[Opening Information section]

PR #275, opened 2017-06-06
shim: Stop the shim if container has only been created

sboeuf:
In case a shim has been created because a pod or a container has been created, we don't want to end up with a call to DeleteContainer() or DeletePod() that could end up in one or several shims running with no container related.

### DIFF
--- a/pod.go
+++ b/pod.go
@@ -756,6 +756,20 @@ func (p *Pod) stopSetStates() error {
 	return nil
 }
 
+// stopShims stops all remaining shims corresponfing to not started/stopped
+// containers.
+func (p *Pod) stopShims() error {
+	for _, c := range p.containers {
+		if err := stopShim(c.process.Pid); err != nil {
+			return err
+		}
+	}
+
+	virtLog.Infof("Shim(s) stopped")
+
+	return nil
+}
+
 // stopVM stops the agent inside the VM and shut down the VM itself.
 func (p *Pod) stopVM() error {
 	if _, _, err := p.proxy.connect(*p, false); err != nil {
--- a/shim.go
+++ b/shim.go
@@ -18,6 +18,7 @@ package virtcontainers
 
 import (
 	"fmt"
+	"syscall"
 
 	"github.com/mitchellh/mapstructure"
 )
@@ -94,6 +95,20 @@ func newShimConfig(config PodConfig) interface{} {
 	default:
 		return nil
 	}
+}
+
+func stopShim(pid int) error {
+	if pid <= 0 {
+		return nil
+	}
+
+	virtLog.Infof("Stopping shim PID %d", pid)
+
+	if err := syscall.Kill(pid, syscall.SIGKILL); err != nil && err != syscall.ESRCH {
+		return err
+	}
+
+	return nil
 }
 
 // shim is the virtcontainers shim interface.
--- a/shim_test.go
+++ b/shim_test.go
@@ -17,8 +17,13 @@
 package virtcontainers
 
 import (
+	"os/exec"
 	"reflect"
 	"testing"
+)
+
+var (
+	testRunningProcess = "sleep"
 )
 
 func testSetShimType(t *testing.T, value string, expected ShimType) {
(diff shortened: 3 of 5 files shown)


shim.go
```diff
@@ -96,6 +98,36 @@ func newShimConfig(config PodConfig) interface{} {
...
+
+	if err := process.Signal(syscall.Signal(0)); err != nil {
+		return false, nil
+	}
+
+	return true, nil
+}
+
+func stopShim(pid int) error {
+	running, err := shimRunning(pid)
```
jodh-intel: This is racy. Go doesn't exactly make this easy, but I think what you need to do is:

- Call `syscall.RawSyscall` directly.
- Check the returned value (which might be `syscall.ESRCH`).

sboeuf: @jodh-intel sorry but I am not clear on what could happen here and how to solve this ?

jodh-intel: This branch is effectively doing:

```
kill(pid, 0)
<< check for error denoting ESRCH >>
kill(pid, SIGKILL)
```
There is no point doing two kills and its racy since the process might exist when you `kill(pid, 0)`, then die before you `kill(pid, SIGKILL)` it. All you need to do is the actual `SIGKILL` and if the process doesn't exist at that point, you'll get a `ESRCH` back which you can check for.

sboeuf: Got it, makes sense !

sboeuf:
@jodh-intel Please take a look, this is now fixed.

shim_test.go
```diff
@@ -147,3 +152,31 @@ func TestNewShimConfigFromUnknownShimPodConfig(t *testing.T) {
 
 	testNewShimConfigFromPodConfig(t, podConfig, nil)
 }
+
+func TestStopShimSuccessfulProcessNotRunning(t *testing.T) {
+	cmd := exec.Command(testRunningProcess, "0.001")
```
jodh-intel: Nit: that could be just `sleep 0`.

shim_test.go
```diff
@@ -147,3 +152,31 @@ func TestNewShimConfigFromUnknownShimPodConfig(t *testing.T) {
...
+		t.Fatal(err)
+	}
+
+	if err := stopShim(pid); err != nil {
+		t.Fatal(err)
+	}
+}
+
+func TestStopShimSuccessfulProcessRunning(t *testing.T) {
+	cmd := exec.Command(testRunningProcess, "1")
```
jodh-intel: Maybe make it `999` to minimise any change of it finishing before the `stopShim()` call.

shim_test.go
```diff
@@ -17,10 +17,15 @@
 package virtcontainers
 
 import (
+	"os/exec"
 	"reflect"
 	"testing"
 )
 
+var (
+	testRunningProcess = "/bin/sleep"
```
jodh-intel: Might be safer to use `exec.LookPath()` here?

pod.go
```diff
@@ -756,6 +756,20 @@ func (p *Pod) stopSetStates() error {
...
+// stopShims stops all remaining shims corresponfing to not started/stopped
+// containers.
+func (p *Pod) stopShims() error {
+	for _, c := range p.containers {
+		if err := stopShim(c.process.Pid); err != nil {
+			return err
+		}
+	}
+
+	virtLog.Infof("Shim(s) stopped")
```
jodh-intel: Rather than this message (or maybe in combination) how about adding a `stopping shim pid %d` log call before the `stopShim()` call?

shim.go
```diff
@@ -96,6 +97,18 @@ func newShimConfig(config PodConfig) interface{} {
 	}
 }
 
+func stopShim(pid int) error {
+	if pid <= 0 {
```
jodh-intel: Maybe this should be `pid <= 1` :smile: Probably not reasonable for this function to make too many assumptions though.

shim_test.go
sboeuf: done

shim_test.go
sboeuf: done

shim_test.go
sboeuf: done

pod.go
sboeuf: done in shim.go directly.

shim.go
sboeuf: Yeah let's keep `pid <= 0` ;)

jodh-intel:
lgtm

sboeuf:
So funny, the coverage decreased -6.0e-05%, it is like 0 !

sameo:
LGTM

[Closing Information section]

- [To do]: Copy range, inclusive: the line holding "func (p *Pod) stopVM()" to the line holding "- Check the". Reproduce exactly those lines of the records above and no others.

- [Answer section]:
 func (p *Pod) stopVM() error {
 	if _, _, err := p.proxy.connect(*p, false); err != nil {
--- a/shim.go
+++ b/shim.go
@@ -18,6 +18,7 @@ package virtcontainers
 
 import (
 	"fmt"
+	"syscall"
 
 	"github.com/mitchellh/mapstructure"
 )
@@ -94,6 +95,20 @@ func newShimConfig(config PodConfig) interface{} {
 	default:
 		return nil
 	}
+}
+
+func stopShim(pid int) error {
+	if pid <= 0 {
+		return nil
+	}
+
+	virtLog.Infof("Stopping shim PID %d", pid)
+
+	if err := syscall.Kill(pid, syscall.SIGKILL); err != nil && err != syscall.ESRCH {
+		return err
+	}
+
+	return nil
 }
 
 // shim is the virtcontainers shim interface.
--- a/shim_test.go
+++ b/shim_test.go
@@ -17,8 +17,13 @@
 package virtcontainers
 
 import (
+	"os/exec"
 	"reflect"
 	"testing"
+)
+
+var (
+	testRunningProcess = "sleep"
 )
 
 func testSetShimType(t *testing.T, value string, expected ShimType) {
(diff shortened: 3 of 5 files shown)


shim.go
```diff
@@ -96,6 +98,36 @@ func newShimConfig(config PodConfig) interface{} {
...
+
+	if err := process.Signal(syscall.Signal(0)); err != nil {
+		return false, nil
+	}
+
+	return true, nil
+}
+
+func stopShim(pid int) error {
+	running, err := shimRunning(pid)
```
jodh-intel: This is racy. Go doesn't exactly make this easy, but I think what you need to do is:

- Call `syscall.RawSyscall` directly.
- Check the returned value (which might be `syscall.ESRCH`).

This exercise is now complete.